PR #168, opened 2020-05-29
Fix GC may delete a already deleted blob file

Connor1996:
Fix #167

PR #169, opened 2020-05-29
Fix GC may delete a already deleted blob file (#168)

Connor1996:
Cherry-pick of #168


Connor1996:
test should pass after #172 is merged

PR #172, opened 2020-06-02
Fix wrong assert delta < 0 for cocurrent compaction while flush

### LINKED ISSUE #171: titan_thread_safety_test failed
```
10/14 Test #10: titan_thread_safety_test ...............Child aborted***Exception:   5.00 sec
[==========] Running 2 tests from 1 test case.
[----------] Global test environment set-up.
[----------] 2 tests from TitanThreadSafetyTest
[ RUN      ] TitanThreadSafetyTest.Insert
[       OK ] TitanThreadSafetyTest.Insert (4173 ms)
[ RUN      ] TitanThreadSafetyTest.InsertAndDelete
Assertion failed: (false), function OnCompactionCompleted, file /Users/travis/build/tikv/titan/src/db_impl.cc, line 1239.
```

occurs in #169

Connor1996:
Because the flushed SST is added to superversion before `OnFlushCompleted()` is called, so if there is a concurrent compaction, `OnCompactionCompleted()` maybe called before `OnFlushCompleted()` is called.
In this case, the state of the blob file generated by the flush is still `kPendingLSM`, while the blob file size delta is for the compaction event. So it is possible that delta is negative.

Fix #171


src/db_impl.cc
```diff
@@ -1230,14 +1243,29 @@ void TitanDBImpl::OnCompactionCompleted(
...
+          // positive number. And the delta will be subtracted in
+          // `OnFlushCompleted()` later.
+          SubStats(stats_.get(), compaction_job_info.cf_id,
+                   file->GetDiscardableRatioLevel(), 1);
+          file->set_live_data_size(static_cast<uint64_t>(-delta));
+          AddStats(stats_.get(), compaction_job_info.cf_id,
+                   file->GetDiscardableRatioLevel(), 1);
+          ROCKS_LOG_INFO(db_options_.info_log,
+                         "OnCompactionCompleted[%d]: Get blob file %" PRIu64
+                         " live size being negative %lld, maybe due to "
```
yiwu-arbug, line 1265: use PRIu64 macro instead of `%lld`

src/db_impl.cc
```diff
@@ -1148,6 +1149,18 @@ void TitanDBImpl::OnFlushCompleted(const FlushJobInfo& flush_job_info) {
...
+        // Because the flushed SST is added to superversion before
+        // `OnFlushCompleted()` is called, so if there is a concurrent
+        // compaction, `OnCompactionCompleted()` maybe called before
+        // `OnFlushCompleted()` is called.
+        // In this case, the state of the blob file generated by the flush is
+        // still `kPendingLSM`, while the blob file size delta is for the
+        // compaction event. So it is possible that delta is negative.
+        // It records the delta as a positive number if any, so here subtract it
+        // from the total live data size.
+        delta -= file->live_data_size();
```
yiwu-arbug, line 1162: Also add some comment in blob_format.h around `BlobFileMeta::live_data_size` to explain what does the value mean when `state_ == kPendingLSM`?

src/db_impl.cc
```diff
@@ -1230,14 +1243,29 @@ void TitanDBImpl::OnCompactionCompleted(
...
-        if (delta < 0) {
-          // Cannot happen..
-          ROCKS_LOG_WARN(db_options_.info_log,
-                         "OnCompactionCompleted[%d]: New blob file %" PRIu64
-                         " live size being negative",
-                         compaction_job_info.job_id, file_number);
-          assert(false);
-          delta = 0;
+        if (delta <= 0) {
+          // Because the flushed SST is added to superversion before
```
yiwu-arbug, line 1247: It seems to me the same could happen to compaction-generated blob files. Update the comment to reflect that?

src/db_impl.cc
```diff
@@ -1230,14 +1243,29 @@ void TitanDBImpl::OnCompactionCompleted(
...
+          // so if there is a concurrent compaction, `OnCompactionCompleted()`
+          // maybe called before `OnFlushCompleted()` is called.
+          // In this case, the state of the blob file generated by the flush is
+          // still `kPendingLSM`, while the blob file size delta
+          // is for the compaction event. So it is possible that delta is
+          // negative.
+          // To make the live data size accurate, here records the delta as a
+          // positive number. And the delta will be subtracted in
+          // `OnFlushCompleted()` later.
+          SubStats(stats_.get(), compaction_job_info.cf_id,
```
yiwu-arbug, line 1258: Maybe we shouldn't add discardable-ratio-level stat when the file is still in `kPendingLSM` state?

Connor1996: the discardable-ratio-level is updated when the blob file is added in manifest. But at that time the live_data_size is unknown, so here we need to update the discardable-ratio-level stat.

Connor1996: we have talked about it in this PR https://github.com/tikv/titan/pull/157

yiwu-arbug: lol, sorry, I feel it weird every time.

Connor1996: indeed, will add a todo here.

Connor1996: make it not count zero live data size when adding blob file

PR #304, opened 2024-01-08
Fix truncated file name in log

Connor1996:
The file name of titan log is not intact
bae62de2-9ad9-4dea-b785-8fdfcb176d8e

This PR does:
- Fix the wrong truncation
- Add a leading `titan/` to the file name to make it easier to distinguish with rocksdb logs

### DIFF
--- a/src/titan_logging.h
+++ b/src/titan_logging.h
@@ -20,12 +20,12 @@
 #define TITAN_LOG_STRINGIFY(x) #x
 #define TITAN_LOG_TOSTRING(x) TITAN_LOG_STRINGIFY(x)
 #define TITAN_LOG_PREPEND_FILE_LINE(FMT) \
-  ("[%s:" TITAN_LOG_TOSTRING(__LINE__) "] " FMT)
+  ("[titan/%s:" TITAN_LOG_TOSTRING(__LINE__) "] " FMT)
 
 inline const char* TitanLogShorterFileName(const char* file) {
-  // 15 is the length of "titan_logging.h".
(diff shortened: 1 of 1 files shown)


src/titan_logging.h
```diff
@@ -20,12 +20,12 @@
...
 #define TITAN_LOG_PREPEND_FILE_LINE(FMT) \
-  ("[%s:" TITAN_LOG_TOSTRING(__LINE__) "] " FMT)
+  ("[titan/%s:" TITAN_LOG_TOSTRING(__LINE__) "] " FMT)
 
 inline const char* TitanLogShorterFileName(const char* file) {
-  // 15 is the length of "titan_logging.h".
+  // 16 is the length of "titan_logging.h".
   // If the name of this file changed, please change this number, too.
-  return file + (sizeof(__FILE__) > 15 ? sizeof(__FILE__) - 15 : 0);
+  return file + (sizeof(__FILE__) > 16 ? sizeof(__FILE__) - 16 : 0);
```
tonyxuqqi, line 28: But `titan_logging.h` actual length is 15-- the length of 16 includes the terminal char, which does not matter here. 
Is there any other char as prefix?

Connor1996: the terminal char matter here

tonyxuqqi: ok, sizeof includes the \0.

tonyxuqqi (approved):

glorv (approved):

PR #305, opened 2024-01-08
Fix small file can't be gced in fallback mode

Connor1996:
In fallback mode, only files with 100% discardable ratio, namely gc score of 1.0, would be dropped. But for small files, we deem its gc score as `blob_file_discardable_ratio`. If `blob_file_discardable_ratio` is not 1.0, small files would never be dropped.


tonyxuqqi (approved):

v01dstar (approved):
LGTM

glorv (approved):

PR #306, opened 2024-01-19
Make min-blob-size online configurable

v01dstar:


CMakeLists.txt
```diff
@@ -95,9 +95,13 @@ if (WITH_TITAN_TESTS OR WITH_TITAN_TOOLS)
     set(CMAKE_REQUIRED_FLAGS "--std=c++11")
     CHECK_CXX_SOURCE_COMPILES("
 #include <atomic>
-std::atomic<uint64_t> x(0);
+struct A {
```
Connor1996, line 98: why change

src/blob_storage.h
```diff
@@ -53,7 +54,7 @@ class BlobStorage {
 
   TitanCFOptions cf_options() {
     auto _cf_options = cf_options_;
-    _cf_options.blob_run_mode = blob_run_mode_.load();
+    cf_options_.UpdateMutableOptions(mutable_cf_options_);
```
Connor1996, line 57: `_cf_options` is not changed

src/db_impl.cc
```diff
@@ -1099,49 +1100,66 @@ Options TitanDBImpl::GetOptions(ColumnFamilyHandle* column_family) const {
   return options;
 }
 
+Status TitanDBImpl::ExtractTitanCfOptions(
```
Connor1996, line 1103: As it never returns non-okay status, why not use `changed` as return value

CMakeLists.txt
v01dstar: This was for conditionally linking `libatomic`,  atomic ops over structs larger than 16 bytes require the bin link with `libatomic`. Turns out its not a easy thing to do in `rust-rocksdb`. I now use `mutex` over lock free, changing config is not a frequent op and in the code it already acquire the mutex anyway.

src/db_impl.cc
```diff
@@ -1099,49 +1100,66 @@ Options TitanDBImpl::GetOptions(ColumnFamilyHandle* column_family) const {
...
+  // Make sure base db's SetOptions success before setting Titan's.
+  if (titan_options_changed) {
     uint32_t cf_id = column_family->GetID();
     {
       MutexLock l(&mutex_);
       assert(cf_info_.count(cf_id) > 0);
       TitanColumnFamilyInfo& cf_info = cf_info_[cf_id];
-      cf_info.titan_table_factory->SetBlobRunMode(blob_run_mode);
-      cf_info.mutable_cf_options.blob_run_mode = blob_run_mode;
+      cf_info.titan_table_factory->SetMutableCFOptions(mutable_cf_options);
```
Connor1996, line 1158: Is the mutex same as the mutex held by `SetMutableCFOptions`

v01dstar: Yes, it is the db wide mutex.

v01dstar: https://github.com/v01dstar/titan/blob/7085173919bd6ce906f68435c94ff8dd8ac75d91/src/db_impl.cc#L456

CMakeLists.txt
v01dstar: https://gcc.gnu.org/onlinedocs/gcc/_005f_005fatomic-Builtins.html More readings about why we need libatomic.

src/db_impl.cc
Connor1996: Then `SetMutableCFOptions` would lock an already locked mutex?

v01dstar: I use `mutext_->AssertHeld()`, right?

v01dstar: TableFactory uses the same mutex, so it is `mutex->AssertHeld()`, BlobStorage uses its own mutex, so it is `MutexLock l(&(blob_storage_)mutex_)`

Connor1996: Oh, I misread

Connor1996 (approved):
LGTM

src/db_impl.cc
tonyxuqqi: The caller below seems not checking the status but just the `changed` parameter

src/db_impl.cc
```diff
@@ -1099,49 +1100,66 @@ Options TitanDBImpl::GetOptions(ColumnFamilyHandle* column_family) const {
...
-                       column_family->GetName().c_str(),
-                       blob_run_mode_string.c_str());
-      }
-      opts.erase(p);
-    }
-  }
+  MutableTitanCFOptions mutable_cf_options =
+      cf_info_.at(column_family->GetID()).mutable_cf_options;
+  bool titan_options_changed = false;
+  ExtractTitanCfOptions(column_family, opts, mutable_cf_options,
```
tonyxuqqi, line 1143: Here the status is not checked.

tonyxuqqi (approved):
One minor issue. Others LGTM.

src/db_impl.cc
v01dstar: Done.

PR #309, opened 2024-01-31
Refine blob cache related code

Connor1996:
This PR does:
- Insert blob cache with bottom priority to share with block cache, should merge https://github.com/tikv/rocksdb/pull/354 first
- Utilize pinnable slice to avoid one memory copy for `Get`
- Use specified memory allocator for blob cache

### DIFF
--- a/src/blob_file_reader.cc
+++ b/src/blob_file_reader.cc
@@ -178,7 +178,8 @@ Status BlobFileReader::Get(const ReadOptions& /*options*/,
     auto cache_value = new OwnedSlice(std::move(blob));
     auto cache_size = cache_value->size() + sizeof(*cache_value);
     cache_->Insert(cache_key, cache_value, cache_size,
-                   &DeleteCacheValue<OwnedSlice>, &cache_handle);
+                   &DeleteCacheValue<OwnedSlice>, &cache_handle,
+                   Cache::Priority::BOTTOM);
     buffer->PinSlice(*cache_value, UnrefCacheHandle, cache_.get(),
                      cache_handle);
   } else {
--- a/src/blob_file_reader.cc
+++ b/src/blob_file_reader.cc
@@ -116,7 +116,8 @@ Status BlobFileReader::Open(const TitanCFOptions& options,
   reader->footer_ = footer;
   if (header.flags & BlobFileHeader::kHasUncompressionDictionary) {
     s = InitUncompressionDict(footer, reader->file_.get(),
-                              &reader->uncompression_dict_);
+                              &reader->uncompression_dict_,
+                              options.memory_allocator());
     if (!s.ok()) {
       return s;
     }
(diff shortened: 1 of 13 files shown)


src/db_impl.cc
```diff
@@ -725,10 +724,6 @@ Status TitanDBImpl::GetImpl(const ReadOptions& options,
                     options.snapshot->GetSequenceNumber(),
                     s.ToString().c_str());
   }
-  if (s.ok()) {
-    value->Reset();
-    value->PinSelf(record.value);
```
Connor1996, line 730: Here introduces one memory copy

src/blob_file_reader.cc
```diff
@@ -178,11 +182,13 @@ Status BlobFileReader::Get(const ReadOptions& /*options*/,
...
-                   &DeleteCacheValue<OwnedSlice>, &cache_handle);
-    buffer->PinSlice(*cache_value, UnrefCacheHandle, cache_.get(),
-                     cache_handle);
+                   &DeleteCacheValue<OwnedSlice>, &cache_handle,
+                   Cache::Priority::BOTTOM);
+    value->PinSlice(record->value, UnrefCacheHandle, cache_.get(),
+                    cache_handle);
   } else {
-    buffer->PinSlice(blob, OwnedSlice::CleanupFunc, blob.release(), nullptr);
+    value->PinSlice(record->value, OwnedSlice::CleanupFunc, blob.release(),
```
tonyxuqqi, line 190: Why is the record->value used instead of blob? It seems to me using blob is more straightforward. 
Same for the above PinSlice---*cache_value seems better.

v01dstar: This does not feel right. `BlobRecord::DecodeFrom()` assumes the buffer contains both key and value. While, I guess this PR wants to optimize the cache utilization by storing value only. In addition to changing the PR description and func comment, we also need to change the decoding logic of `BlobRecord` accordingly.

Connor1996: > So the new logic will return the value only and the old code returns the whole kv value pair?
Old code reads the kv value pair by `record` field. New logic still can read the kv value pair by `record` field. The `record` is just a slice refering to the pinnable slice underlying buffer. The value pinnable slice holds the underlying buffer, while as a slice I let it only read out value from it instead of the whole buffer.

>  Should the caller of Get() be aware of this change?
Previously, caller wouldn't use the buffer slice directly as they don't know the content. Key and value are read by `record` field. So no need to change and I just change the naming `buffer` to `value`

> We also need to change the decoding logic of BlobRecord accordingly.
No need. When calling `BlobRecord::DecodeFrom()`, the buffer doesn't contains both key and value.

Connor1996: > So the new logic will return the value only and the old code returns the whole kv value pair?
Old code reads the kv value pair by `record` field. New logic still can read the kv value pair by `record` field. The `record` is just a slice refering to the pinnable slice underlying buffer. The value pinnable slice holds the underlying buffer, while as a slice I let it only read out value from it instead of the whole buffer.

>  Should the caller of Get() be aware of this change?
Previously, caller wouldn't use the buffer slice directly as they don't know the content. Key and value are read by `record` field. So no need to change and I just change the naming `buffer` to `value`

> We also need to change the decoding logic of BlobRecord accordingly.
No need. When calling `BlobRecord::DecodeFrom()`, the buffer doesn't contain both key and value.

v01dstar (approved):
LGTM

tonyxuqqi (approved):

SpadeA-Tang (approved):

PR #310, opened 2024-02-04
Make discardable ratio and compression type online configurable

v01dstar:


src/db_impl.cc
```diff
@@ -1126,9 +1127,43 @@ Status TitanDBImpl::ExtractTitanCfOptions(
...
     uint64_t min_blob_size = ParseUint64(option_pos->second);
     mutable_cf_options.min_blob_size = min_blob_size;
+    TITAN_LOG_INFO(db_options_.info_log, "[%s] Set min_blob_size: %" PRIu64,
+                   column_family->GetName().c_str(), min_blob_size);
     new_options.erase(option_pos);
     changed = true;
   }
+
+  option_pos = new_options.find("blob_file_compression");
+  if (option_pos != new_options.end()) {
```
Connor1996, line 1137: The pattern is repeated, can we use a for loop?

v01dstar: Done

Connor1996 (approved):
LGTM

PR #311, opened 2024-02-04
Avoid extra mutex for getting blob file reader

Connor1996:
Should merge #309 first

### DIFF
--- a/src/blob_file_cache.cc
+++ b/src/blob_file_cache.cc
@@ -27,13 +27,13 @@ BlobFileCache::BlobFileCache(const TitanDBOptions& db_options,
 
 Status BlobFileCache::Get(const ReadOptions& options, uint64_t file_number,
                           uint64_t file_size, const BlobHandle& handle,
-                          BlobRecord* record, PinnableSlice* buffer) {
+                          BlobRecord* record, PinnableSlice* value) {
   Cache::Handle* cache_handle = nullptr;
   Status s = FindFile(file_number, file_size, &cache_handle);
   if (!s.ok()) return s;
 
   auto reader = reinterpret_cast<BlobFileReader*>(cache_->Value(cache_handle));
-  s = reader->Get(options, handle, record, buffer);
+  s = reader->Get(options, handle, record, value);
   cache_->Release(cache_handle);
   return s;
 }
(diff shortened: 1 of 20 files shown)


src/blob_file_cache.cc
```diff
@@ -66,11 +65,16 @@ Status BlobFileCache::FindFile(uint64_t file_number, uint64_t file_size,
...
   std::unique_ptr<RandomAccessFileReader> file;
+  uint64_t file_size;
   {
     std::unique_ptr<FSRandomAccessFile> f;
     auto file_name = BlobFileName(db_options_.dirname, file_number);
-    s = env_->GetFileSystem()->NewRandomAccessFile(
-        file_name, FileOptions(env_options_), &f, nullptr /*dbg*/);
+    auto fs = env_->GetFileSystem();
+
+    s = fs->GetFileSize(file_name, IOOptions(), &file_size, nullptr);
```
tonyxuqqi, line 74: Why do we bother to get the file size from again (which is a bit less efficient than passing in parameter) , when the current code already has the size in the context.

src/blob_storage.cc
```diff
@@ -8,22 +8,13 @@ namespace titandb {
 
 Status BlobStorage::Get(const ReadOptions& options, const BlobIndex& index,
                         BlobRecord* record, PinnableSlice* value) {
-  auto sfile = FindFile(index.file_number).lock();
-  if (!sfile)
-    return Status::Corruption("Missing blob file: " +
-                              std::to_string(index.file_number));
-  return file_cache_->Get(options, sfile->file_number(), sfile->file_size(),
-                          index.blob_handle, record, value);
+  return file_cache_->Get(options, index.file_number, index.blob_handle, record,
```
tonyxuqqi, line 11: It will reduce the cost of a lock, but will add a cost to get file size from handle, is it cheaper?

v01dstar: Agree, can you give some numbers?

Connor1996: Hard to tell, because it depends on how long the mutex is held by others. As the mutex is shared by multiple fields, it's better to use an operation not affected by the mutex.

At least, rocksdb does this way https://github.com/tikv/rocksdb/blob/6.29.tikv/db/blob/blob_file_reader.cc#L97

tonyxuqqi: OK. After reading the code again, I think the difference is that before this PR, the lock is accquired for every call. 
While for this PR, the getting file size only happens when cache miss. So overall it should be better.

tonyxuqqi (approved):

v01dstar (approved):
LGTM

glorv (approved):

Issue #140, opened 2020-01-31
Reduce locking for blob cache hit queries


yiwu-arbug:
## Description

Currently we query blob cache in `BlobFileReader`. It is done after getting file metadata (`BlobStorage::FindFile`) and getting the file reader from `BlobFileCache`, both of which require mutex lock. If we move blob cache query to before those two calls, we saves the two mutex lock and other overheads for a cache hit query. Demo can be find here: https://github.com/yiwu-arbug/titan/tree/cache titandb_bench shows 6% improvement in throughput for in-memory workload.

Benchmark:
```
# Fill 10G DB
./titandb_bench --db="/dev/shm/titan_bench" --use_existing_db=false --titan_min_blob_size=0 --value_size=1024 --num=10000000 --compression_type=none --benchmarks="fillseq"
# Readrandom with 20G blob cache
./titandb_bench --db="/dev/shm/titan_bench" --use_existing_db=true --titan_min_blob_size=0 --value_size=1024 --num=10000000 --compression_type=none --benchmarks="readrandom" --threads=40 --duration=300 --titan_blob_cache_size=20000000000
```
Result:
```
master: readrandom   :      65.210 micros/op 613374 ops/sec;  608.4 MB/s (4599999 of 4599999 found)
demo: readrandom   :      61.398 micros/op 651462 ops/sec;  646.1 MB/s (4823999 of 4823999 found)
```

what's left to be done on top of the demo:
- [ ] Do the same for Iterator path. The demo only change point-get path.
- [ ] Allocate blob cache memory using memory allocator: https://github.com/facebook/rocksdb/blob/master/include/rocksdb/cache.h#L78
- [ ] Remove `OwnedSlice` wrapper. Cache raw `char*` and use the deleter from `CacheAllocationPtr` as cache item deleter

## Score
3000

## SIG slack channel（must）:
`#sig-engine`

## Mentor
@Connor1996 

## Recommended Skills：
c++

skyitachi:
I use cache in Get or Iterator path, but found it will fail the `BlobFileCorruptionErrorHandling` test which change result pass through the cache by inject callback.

[About this exercise] Filter the entries and keep only the lines holding "using".

[Reply]
tonyxuqqi, line 190: Why is the record->value used instead of blob? It seems to me using blob is more straightforward. 
- [ ] Allocate blob cache memory using memory allocator: https://github.com/facebook/rocksdb/blob/master/include/rocksdb/cache.h#L78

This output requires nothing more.